Ночью с восьмого на девятое, когда я уж собрался в дорогу, Женина жена Мила привезла из Москвы записки от Турчина и Алексеевой. Они тоже считали, что надо приезжать. Я стал прощаться. «Ты подумал?» — спросила Зинаида Афанасьевна. «Конечно», — ответил я. — «Хорошо подумал?» — «Хорошо». Умные глаза всматривались в меня. Мы поцеловались. Я был опять в новом наряде и, кроме того, в ее очках, делавших меня совершенно неузнаваемым. Я в них, правда, и сам никого не узнавал.
Когда я вышел из поезда в юго-западном пригороде Москвы, автобусы к центру оттуда уже ходили. В центре же я пересел на троллейбус и, делая петлю, поехал почти в обратном направлении, к дому Людмилы Алексеевой. Хотелось домой, но Мила сказала, гебисты дежурили теперь прямо у двери моей квартиры. Когда сын Саша подошел раз, они кучей бросились на него и, только разглядев, отступили.
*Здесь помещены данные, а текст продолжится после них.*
PR #133, opened 2023-07-08
Clara implementation

mnpqraven:


internal/character/clara/eidolon.go
```diff
@@ -0,0 +1,89 @@
...
+	"github.com/simimpact/srsim/pkg/engine/event"
+	"github.com/simimpact/srsim/pkg/engine/info"
+	"github.com/simimpact/srsim/pkg/engine/modifier"
+	"github.com/simimpact/srsim/pkg/engine/prop"
+	"github.com/simimpact/srsim/pkg/key"
+	"github.com/simimpact/srsim/pkg/model"
+)
+
+const (
+	E2Buff key.Modifier = "clara-e2-buff"
```
unleashurgeek, line 13: rename to just `clara-e2`

internal/character/clara/eidolon.go
```diff
@@ -0,0 +1,89 @@
...
+
+// After using the Ultimate, ATK increases by 30% for 2 turn(s).
+func (c *char) e2() {
+	if c.info.Eidolon >= 2 {
+		c.engine.AddModifier(c.id, info.Modifier{
+			Name:     E2Buff,
+			Source:   c.id,
+			Stats:    info.PropMap{prop.ATKPercent: 0.3},
+			Duration: 2,
+		})
```
unleashurgeek, line 66: Needs `TickImmediately: true` based on DM

internal/character/clara/eidolon.go
```diff
@@ -0,0 +1,89 @@
...
+		Stacking:   modifier.Refresh,
+		StatusType: model.StatusType_STATUS_BUFF,
+		Listeners: modifier.Listeners{
+			OnAfterBeingAttacked: func(mod *modifier.Instance, e event.AttackEnd) {
+				mod.Engine().AddModifier(mod.Owner(), info.Modifier{
+					Name:     E4Buff,
+					Source:   mod.Owner(),
+					Duration: 1,
+					Stats:    info.PropMap{prop.AllDamageReduce: 0.3},
+				})
```
unleashurgeek, line 39: `TickImmediately: true`

internal/character/clara/eidolon.go
```diff
@@ -0,0 +1,89 @@
...
+
+func init() {
+	modifier.Register(E2Buff, modifier.Config{
+		Stacking:   modifier.Refresh,
+		StatusType: model.StatusType_STATUS_BUFF,
+	})
+
+	modifier.Register(E4Buff, modifier.Config{
+		TickMoment: modifier.ModifierPhase1End,
+	})
```
unleashurgeek, line 27: StatusType `BUFF`

internal/character/clara/eidolon.go
```diff
@@ -0,0 +1,89 @@
...
+
+	modifier.Register(E4, modifier.Config{
+		Stacking:   modifier.Refresh,
+		StatusType: model.StatusType_STATUS_BUFF,
```
unleashurgeek, line 31: Remove `StatusType` and `Stacking` from this modifier (it is logic, not a buff)

internal/character/clara/skill.go
```diff
@@ -0,0 +1,26 @@
...
+			model.DamageFormula_BY_ATK: skill[c.info.SkillLevelIndex()],
+		},
+		StanceDamage: 30.0,
+		EnergyGain:   30,
+	})
+
+	// E1 check
+	c.e1()
+
+	state.EndAttack()
```
unleashurgeek, line 25: `EndAttack` happens before E1 check

internal/character/clara/skill.go
```diff
@@ -0,0 +1,26 @@
...
+		Source:     c.id,
+		Targets:    c.engine.Enemies(),
+		DamageType: model.DamageType_PHYSICAL,
+		AttackType: model.AttackType_SKILL,
+		BaseDamage: info.DamageMap{
+			model.DamageFormula_BY_ATK: skill[c.info.SkillLevelIndex()],
+		},
+		StanceDamage: 30.0,
+		EnergyGain:   30,
+	})
```
unleashurgeek, line 20: missing revenge hits. Full skill logic is as follows:
1. Hit all enemies that have counter mark (hit `AttackType == SKILL`, does 0 stance damage and gens 0 energy)
2. Hit all enemies (the hit you currently have defined)
3. `EndAttack`
4. Remove all marks if not E1

internal/character/clara/skill.go
```diff
@@ -0,0 +1,26 @@
...
+
+	// E1 check
+	c.e1()
```
unleashurgeek, line 23: nit: would rather inline the logic here so it is more clear that E0 is counter mark removal

internal/character/clara/technique.go
```diff
@@ -0,0 +1,20 @@
+package clara
+
+import (
+	"github.com/simimpact/srsim/pkg/engine/info"
+	"github.com/simimpact/srsim/pkg/engine/prop"
+	"github.com/simimpact/srsim/pkg/key"
+)
+
+const (
+	Technique key.Modifier = "clara-technique-aggro"
```
unleashurgeek, line 10: Modifier needs to registered with `StatusType == BUFF`

internal/character/clara/trace.go
```diff
@@ -0,0 +1,64 @@
...
+						Count:  1,
+					})
+				}
+			},
+		},
+	})
+}
+
+func (c *char) initTraces() {
+	if c.info.Traces["1107101"] {
```
unleashurgeek, line 42: with https://github.com/simimpact/srsim/pull/134 merged, regenerate `data.go` and change trace ids to the new normalized value

internal/character/clara/trace.go
```diff
@@ -0,0 +1,64 @@
...
+		})
+	}
+
+	if c.info.Traces["1107103"] {
+		c.engine.AddModifier(c.id, info.Modifier{
+			Name:   A6,
+			Source: c.id,
+			Stats:  info.PropMap{prop.AllDamagePercent: 0.3},
+		})
+	}
```
unleashurgeek, line 63: This is incorrect. In current implementation, this will buff **all** Clara attacks by 30%

datamine implementation does the following:
1. modifier implemented with `OnBeforeHit` listener. Listener modifies hit data to give attacker 30% `AllDamagePercent` increase
2. modifier is added to clara at the start of counter
3. modifier is removed from clara at the end of counter

I think we can simplify the implementation to the following:
1. modifier implements `OnBeforeHit` listener
2. In `OnBeforeHit` listener, modify hit `AllDamagePercent` iff `AttackType == INSERT`
3. Apply this modifier on init (always on like the other two)

This variant should work and be equivalent since the only attacks by Clara that are `AttackType == INSERT` are her counter attacks

internal/character/clara/ult.go
```diff
@@ -0,0 +1,79 @@
...
+// immediately launches a Counter, and its DMG multiplier against the enemy
+// increases by *%. Enemies adjacent to it take 50% of the DMG dealt to the
+// target enemy. Enhanced Counter(s) can take effect 2 time(s).
+func (c *char) Ult(target key.TargetID, state info.ActionState) {
+	c.engine.AddModifier(c.id, info.Modifier{
+		Name:   Ult,
+		Source: c.id,
+	})
+
+	c.e2()
```
unleashurgeek, line 76: nit: E2 before ult modifier (though I dont think it matters in this case)

internal/character/clara/ult.go
```diff
@@ -0,0 +1,79 @@
...
+				if mod.Engine().HasModifier(mod.Owner(), E6) {
+					amt = 3
+				}
+
+				mod.Engine().AddModifier(mod.Owner(), info.Modifier{
+					Name:   UltCounter,
+					Source: mod.Owner(),
+					State:  ultCounterNum(amt),
+				})
+			},
```
unleashurgeek, line 43: * You are not setting state in `AddModifier` call so this logic fails
* Nothing in this logic seems to necessitate a `State` + `OnAdd` listener. Should be able to just set `Stats` and put this logic in the `Ult` function directly (so 1. create `clara-ult-buff`, 2. create `enhanced-counter` buff)
* When doing this directly in ult, you do not need to do the expensive `E6` modifier check and can just check her `eidolon` level directly
* `clara-ult-buff` needs to be registered as `StatusType == BUFF`

internal/character/clara/eidolon.go
```diff
@@ -0,0 +1,89 @@
...
+
+	// After other allies are hit, Svarog also has a 50% fixed chance to trigger a
+	// Counter on the attacker and mark them with a Mark of Counter. When using
+	// Ultimate, the number of Enhanced Counters increases by 1.
+	if c.info.Eidolon >= 6 {
+		c.engine.AddModifier(c.id, info.Modifier{
+			Name:   E6,
+			Source: c.id,
+		})
+	}
```
unleashurgeek, line 88: Get rid of this modifier (see comment in `ult.go`)

internal/character/clara/talent.go
```diff
@@ -0,0 +1,153 @@
...
+	for _, target := range e.Targets {
+		if target == c.id {
+			isClara = true
+		}
+	}
+	if isClara || (c.engine.HasModifier(c.id, E6) && c.engine.Rand().Float32() < 0.5) {
+		return true
+	}
+	return false
+}
```
unleashurgeek, line 153: 1. You need to check if the non-clara targets are an ally
2. the E6 50% chance check needs to happen **per ally hit** (so if 3 allies are hit, that is 50% fixed change 3 times)
3. Missing check for if ult is active/has count (**note:** ult does not decrement until insert is executed)
4. Check clara's eidolon level rather than using E6 modifier


Simplified version:
```go
func (c *char) canCounter(e event.AttackEnd) bool {
  ult := c.engine.HasModifier(c.id, UltCounter)
  for _, target := range e.Targets {
    if !c.engine.IsCharacter(target) {
      continue  
    }

    if target == c.id || ult || (c.info.Eidolon >= 6 && c.engine.Rand().Float64() < 0.5) {
      return true
    }
  }
  return false
}
```

internal/character/clara/talent.go
```diff
@@ -0,0 +1,153 @@
...
+	attackerID := e.Attacker
+
+	// won't counter non-enemies (dominated ally)
+	if !c.engine.IsEnemy(attackerID) {
+		return
+	}
+
+	if c.canCounter(e) {
+		c.doCounter(attackerID)
+	}
```
unleashurgeek, line 75: The counter marker should be added prior to the `canCounter` check. The cases where the marker is added:
1. When clara gets hit
2. When E6 && an ally gets hit. **Note:** this always happens and is done prior to the 50% fixed change

internal/character/clara/talent.go
```diff
@@ -0,0 +1,153 @@
...
+			}
+			enhancedDamage := info.DamageMap{
+				model.DamageFormula_BY_ATK: talent[c.info.TalentLevelIndex()] +
+					ultDmgBoost[c.info.UltLevelIndex()],
+			}
+			mainTargetDamage := normalDamage
+
+			if c.engine.HasModifier(c.id, UltCounter) {
+				mainTargetDamage = enhancedDamage
+			}
```
unleashurgeek, line 95: change this to be based on the percent amount rather than whole damage map. Will simplify logic:

```go
ult := c.engine.HasModifier(c.id, UltCounter)
pct := talent[c.info.TalentLevelIndex()]
if ult {
  pct += ultDmgBoost[c.info.UltLevelIndex()]
}

c.engine.Attack(info.Attack{
  Source:       c.id,
  Targets:      []key.TargetID{attackerID},
  DamageType:   model.DamageType_PHYSICAL,
  AttackType:   model.AttackType_INSERT,
  BaseDamage:   info.DamageMap{model.DamageFormula_BY_ATK: pct},
  StanceDamage: 30.0,
  EnergyGain:   5.0,
})

if ult {
  c.engine.Attack(info.Attack{
    Source:       c.id,
    Targets:      c.engine.AdjacentTo(attackerID),
    DamageType:   model.DamageType_PHYSICAL,
    AttackType:   model.AttackType_INSERT,
    BaseDamage:   info.DamageMap{model.DamageFormula_BY_ATK: pct * 0.5},
    StanceDamage: 30.0,
  })
  
  // TODO: decrement ult counter
}
```

internal/character/clara/talent.go
```diff
@@ -0,0 +1,153 @@
...
+
+				c.engine.Attack(info.Attack{
+					Source:       c.id,
+					Targets:      c.engine.AdjacentTo(attackerID),
+					DamageType:   model.DamageType_PHYSICAL,
+					AttackType:   model.AttackType_INSERT,
+					BaseDamage:   splashDamage,
+					StanceDamage: 30.0,
+				})
+			}
```
unleashurgeek, line 122: Need to decrement the counter here and let the engine self-manage the modifier and delete it when count reaches 0

internal/character/clara/ult.go
```diff
@@ -0,0 +1,79 @@
...
+				if e.AttackType == model.AttackType_INSERT {
+					remaining := mod.State().(ultCounterNum)
+					remaining -= 1
+					if remaining <= 0 { // executes 2 counters
+						mod.RemoveSelf()
+					}
+				}
+			},
+		},
+	})
```
unleashurgeek, line 61: This is very wrong. This will have UltCounter reach 0 after first ult insert (since 2-hit attack, will have remaining reach 0).

This modifier should have no listener, just use the modifier `Count` system instead. This config then should only specify a max count of 3 (since `MaxCount` is required when using count). When adding the `UltCounter` modifier, set the starting count to 2 or 3 depending on E6 status

Modifier also needs stacking behavior `ReplaceBySource` so count gets reset if it is non-zero when you ult

internal/character/clara/talent.go
```diff
@@ -100,54 +101,53 @@ func (c *char) doCounter(attackerID key.TargetID) {
...
 
-// helper fn to see if a counter is eligible
-//
-// - if clara is not targeted AND < E6 -> no counter
-//
-// - clara targeted OR E6 + winning E6 50/50 -> counter
 func (c *char) canCounter(e event.AttackEnd) bool {
-	isClara := false
+	// clara has ult counter stacks left
+	hasUlt := c.engine.HasModifier(c.id, UltCounter) && c.engine.ModifierStackCount(c.id, c.id, UltCounter) > 0
```
unleashurgeek, line 134: only need one of these checks. Modifiers will be automatically removed when their count reaches 0. If you call `ModifierStackCount`, will return `0` iff you do not have the modifier. Current state is looping over Clara modifiers twice

internal/character/clara/ult.go
```diff
@@ -0,0 +1,73 @@
...
+	modifier.Register(Ult, modifier.Config{
+		BehaviorFlags: []model.BehaviorFlag{model.BehaviorFlag_STAT_BURST},
+		Stacking:      modifier.Refresh,
+		Duration:      2,
+	})
+
+	modifier.Register(UltBuff, modifier.Config{
+		StatusType: model.StatusType_STATUS_BUFF,
+		Duration:   2,
+	})
```
unleashurgeek, line 27: Merge these into a single buff. No reason to separate if their signature is the same (they are also a single modifier in the datamine)

internal/character/clara/talent.go
```diff
@@ -0,0 +1,153 @@
...
+	}
+
+	// canCounter (clara targeted or e6 + an ally winning 50/50)
+	if c.canCounter(e) {
+		// add marker modifier on enemy attacker
+		c.engine.AddModifier(attackerID, info.Modifier{
+			Name:   TalentMark,
+			Source: c.id,
+			State:  State{skillLevelIndex: c.info.SkillLevelIndex(), ultLevelIndex: c.info.UltLevelIndex()},
+		})
```
unleashurgeek, line 80: * This is not 100% correct. Based on the datamine, the talent mark is added **before** the E6 50% fixed chance check (so mark is added even if that check fails)
* Why does the `TalentMark` have a state? Do not see it used anywhere

internal/character/clara/talent.go
```diff
@@ -0,0 +1,153 @@
...
+			},
+
+			// remove marker modifier on all enemies when clara dies
+			OnBeforeDying: func(mod *modifier.Instance) {
+				for _, enemyID := range mod.Engine().Enemies() {
+					mod.Engine().RemoveModifier(enemyID, TalentMark)
+				}
+			},
+		},
+	})
```
unleashurgeek, line 46: I don't think `TalentCounter` modifier is necessary:
* The `TalentMark` can be added via `talentActionEndListener` for the Clara hit case
* Since the `TalentMark` has no logic or stats, we don't need to remove it if Clara dies

unleashurgeek (approved):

Было восемь утра, открылись магазины. Я купил хлеб, мороженую курицу, сыр и, держа эту кучу перед лицом, вошел в подъезд — житель дома, возвращавшийся с покупками. Лифт просматривался с улицы, лестница — нет; я пошагал на пятнадцатый этаж по лестнице. Дверь открыла Людина мать. Черт возьми, все были дома, кроме Люды, она — на допросе.
Время утекало. Созвать быстро пресс-конференцию не получалось, надо было дожидаться Люды: мои звонки по телефону выдали бы меня. Я решил подготовить тексты заявлений для передачи корреспондентам. Первейший долг — что-то сделать для Гинзбурга, поддержать его. В протесте, формально обращенном к властям, я написал, что было бы лучше им, вместо охоты за диссидентами, позаботиться о хлебе для своего народа. В другом заявлении — к Белградской конференции по безопасности и сотрудничеству — я развивал свою старую идею о проведении серии международных конференций — в рамках Хельсинкского договора — по взаимному рассекречиванию гуманитарной информации: болезни, преступность, пищевые ресурсы, содержание заключенных и т. д. Все это было засекречено в СССР. Не имеет значения, подумал я, будет или не будет хоть какой-нибудь результат от этих заявлений. Мой долг сделать их.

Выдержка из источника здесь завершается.